__TASK DIRECTIONS__
Each line of the data below that carries the word "expected" needs to be copied.

__DATASET__
----

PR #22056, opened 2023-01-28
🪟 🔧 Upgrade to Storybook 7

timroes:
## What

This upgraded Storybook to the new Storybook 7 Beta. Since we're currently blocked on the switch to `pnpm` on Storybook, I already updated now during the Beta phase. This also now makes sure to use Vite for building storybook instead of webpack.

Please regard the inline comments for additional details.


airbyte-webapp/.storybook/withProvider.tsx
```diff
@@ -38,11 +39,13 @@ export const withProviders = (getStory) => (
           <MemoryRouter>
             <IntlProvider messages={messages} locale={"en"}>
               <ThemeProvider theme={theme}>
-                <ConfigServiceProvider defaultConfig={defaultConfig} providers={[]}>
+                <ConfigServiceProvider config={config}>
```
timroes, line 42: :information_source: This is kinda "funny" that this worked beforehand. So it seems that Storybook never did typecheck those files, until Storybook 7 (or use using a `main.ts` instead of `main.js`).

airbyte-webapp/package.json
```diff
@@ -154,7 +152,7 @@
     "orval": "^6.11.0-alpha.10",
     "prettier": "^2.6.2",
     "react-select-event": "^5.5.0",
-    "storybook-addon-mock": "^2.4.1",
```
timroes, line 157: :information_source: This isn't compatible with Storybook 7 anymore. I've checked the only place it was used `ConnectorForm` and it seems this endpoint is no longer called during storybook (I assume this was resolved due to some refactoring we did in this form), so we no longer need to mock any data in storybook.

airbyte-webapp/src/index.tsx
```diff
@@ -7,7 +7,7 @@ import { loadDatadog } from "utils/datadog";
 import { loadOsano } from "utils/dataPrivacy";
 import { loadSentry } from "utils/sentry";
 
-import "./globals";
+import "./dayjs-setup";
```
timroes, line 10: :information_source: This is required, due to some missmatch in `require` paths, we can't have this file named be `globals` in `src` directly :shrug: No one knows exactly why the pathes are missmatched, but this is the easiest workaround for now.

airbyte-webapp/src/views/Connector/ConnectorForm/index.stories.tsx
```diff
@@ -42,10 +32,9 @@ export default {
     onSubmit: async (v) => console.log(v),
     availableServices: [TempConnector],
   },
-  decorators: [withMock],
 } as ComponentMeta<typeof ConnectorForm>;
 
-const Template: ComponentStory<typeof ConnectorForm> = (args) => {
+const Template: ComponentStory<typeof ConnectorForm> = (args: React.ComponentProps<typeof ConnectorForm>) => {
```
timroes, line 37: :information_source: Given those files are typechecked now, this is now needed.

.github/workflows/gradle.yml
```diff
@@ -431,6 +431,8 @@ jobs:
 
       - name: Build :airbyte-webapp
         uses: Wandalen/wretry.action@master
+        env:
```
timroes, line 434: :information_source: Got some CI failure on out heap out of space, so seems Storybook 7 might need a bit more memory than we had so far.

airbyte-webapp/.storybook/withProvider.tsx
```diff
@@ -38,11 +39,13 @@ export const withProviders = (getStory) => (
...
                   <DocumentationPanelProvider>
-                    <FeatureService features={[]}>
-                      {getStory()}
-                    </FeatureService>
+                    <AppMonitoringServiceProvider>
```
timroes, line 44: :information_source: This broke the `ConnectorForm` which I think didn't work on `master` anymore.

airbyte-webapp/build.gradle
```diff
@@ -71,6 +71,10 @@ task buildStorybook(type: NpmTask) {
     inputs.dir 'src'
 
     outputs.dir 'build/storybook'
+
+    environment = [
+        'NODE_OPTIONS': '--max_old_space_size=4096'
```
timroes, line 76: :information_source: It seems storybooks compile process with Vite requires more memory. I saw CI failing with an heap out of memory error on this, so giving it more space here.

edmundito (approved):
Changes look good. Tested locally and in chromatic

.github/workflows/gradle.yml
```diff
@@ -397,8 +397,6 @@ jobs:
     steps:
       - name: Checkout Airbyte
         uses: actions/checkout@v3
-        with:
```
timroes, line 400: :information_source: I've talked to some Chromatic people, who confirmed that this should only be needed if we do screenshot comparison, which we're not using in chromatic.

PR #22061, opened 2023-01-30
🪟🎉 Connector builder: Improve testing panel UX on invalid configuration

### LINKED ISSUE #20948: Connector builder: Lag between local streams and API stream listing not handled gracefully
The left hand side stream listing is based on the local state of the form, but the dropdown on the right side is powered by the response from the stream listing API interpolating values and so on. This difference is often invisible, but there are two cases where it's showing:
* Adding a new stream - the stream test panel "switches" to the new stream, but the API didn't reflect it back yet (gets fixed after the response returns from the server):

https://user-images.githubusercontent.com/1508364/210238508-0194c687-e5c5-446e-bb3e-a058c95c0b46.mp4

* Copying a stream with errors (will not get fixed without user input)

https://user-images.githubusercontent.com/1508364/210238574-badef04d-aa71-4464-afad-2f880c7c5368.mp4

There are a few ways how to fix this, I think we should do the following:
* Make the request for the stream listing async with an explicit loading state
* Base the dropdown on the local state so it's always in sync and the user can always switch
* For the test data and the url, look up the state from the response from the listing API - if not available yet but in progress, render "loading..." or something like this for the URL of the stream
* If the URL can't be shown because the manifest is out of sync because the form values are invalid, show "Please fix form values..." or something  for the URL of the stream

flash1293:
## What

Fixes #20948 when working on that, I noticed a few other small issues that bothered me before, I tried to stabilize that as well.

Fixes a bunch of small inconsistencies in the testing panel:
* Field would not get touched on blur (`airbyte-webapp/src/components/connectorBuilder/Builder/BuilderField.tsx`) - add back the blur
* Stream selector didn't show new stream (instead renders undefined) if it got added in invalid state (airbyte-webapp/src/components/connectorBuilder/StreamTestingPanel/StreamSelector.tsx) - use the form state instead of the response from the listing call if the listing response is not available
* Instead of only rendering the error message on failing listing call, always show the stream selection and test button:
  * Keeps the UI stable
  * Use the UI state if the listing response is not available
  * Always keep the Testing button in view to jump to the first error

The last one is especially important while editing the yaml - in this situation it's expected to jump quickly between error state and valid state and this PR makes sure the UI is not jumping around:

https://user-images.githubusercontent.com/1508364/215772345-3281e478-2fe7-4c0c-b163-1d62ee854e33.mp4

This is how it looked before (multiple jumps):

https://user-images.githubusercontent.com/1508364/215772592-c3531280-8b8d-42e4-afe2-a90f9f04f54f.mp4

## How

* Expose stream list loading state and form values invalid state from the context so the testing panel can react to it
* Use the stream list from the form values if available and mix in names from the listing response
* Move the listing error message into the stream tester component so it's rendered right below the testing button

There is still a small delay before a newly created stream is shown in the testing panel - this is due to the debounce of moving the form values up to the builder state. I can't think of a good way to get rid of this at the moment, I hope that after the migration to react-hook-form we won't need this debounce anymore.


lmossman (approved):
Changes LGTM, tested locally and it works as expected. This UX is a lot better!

----

__EXERCISE OUTPUT__
The last one is especially important while editing the yaml - in this situation it's expected to jump quickly between error state and valid state and this PR makes sure the UI is not jumping around:
Changes LGTM, tested locally and it works as expected. This UX is a lot better!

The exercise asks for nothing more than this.